The Egyptian-German archaeological mission, working in the area of ​​​​Al-Matareya, revealed many basalt blocks that represent parts of the western and northern facades of the temple of King Nectanebo I (380-363 BC), in addition to an extension of the temple from the northern side, possibly to connect the temple of Nectanebo to the main axis of the temple.

This discovery came while the mission was carrying out archaeological excavations at the center of the Great Temple of Heliopolis in the Matareya antiquities area. This was stated by Dr. Mostafa Waziri, Secretary-General of the Supreme Council of Antiquities, noting that the mission also found many blocks representing the regions of Lower Egypt, including the view that represents the region of Heliopolis, in addition to views of the other regions of Lower Egypt.

Dr.
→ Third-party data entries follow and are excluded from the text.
PR #1398, opened 2021-03-11
Django q

SchrodingersGat:
Support for background tasks.

- Closes https://github.com/inventree/InvenTree/issues/1097
- Closes https://github.com/inventree/InvenTree/pull/1237
- Closes https://github.com/inventree/InvenTree/pull/1113

Docs: https://github.com/inventree/inventree-docs/pull/92


InvenTree/InvenTree/version.py
```diff
@@ -23,6 +25,53 @@ def inventreeVersion():
...
+
+    if version is None:
+        version = INVENTREE_SW_VERSION
+
+    match = re.match(r"^.*(\d+)\.(\d+)\.(\d+).*$", str(version))
+
+    return [int(g) for g in match.groups()]
+
+
+def versionTupleToInt(version):
```
rcludwick, line 39: You can compare version tuples directly.  

(2,4,1) < (2,4,2):  True
(3) > (2,4,2): True

InvenTree/InvenTree/status.py
```diff
@@ -1,15 +1,49 @@
...
+    """
+    Sometimes Stat.get_all() returns [].
+    In this case we have the 'heartbeat' task running every five minutes.
+    Check to see if we have a result within the last ten minutes
+    """
+
+    now = datetime.now()
+    past = now - timedelta(minutes=10)
+
+    results = Success.objects.filter(
```
rcludwick, line 38: I would just delete any heart beat other than the last one while I'm in this code.

InvenTree/InvenTree/status.py
```diff
@@ -1,15 +1,49 @@
...
 
 
+def is_q_cluster_running(**kwargs):
+    """
+    Return True if at least one cluster worker is running
+    """
+
+    clusters = Stat.get_all()
+
+    if len(clusters) > 0:
```
rcludwick, line 26: if clusters: 
  return True

Since it's more pythonic.

InvenTree/InvenTree/version.py
SchrodingersGat: Huh, you learn something new every day. I did not know Python could do that!

InvenTree/InvenTree/context.py
```diff
@@ -30,10 +30,22 @@ def health_status(request):
...
 
-    return {
-        "system_healthy": InvenTree.status.check_system_health(),
+    status = {
+        'django_q_running': InvenTree.status.is_q_cluster_running(),
     }
 
+    all_healthy = True
+
+    for k in status.keys():
```
rcludwick, line 39: for k in status:

deploy/inventree.conf
```diff
@@ -0,0 +1,39 @@
...
+[program:inventree-server]
+user=inventree
+directory=/home/inventree/src/InvenTree
+command=/home/inventree/env/bin/gunicorn -c gunicorn.conf.py InvenTree.wsgi
+startsecs=10
+autostart=true
+autorestart=true
+startretries=3
+; Change these paths if log files are stored elsewhere
+stderr_logfile=/home/inventree/log/server.err.log
```
rcludwick, line 27: Inside docker should not redirect to files.  Outside of docker they should be files.

docker/Dockerfile
```diff
@@ -0,0 +1,66 @@
...
+# Install required PIP packages
+RUN python -m venv $INVENTREE_VENV && pip install --upgrade pip setuptools wheel
+RUN python -m venv $INVENTREE_VENV && pip install --no-cache-dir -U invoke
+RUN python -m venv $INVENTREE_VENV && pip install --no-cache-dir -U psycopg2 mysqlclient pgcli mariadb
+
+# Install InvenTree packages
+RUN python -m venv $INVENTREE_VENV && pip install --no-cache-dir -U -r $INVENTREE_SRC_DIR/requirements.txt
+
+# Install supervisor
+RUN apk add --no-cache supervisor
```
rcludwick, line 58: I believe you can pip install this to get the latest version of supervisord.

InvenTree/InvenTree/tasks.py
```diff
@@ -0,0 +1,139 @@
...
+
+def delete_successful_tasks():
+    """
+    Delete successful task logs
+    which are more than a month old.
+    """
+
+    try:
+        from django_q.models import Success
+        logger.warning("Could not perform 'delete_successful_tasks' - App registry not ready")
```
rcludwick, line 85: logger statement needs to be after the except.

InvenTree/InvenTree/tasks.py
```diff
@@ -0,0 +1,139 @@
...
+    repeats = kwargs.pop('repeats', -1)
+
+    try:
+        from django_q.models import Schedule
+    except (AppRegistryNotReady):
+        logger.warning("Could not start background tasks - App registry not ready")
+        return
+
+    try:
+        if Schedule.objects.filter(func=taskname).exists():
```
rcludwick, line 34: So what happens when the task parameters change?   Like you want to shift the period from 5 minutes to 30 minutes say?

docker/Dockerfile
```diff
@@ -0,0 +1,66 @@
...
+      org.label-schema.url="https://hub.docker.com/r/inventree/inventree-docker" \
+      org.label-schema.version=$INVENTREE_VERSION \
+      org.label-schema.vcs-url=$INVENTREE_REPO \
+      org.label-schema.vcs-branch=$BRANCH \
+      org.label-schema.vcs-ref=$COMMIT
+
+RUN echo "Installing InvenTree '${INVENTREE_VERSION}' from ${INVENTREE_REPO}"
+
+# Create user account
+RUN addgroup -S inventreegroup && adduser -S inventree -G inventreegroup
```
rcludwick, line 31: If I run a docker container as myself (1000, 1000) and have a volume for the config files.  And then if the docker container has inventree user/group set to 500,500 (e.g.).  Then my home directory outside of docker will contain files with owner 500,500.   

The linuxserver.io series of docker containers support PUID, PGID as integers for process uid and process groupid.  

Usually I set these to be 1000,1000 because that's my user id from which I run docker containers.

ARG INVENTREE_GID=1000
ARG INVENTREE_UID=1000

RUN addgroup -S inventree --gid ${INVENTREE_GID} && adduser -S inventree -G inventree --uid ${INVENTREE_UID}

Ayman Ashmawy, head of the Egyptian Antiquities Sector at the Supreme Council of Antiquities and head of the mission from the Egyptian side, explained that the inscriptions on these stones mention the years 13 and 14 (366/365 BC) of the reign of King Nectanebo, in addition to the dimensions and materials used in this temple. There are also several unfinished blocks indicating that it seems that no decoration work was carried out for the temple after the death of King Nectanebo I in 363 BC.
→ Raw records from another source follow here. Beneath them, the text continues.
PR #1400, opened 2021-03-12
Add setting to disable IPN editing after part is created (web only)

eeintech:
I wanted a way to prevent users to edit an auto-generated IPN number after part is created.

The title says "web only" because I think the API request should still be able to edit it.
That's because an automated API app may want to grab the part's primary key after creation and generate the IPN based on the PK (like in Ki-nTree :smile: ).

To keep the current behavior (IPN edit is allowed) I set this setting default to True (eg. Editing IPN is allowed).


eeintech:
@SchrodingersGat Looks like Travis got disconnected?

eeintech:
Looking good now!

SchrodingersGat:
@eeintech I'm relatively happy with this, although I don't think I would use the feature personally. Can you please add a PR to the docs explaining this new feature?

eeintech:
Added the PR https://github.com/inventree/inventree-docs/issues/82, I will get on the doc soon 👍

eeintech:
For the doc, see https://github.com/inventree/inventree-docs/pull/83

SchrodingersGat:
Thanks @eeintech

eeintech:
No problem!

PR #1401, opened 2021-03-12
Stock filter for parts assemblies

eeintech:
Would be useful at our company :smiley:


SchrodingersGat:
This seems more than reasonable!

PR #1403, opened 2021-03-12
unified translation scheme

matmair:
I tried to coordinate with @mosenturm to make a few translations a bit more concise. There are still 68 strings missing, those will follow shortly but I need to discuss those.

Dr. Dietrich Rau, head of the mission from the German side, said that other architectural elements testify to the building projects of King Ramses II (1279-1213), King Merneptah (1213-1201 BC) and King Apris (589-570 BC). The Ramesses activity also shows Also by cutting inlay inscriptions of which part of a facet of jasper stone from the early nineteenth dynasty (about 1300 BC). And a fragment of a statue of Seti II (1204-1198) add to the evidence of the activity of this king from the late nineteenth dynasty in Heliopolis.

The axis of the temple towards the west was also studied, where scattered evidence indicates the presence of buildings from the Middle Kingdom, the twenty-second dynasty (Osorkon I, 925-890 BC) and a shrine for the god Shu and the goddess Tefnut from the era of King Psamtik II (595-589 BC). . As well as parts of a statue of Ramses II, part of a baboon statue, a pedestal and parts of a quartzite obelisk of Osorkon I and parts of worship facilities such as an offering table for Tuthmosis III, 1479-1425 BC.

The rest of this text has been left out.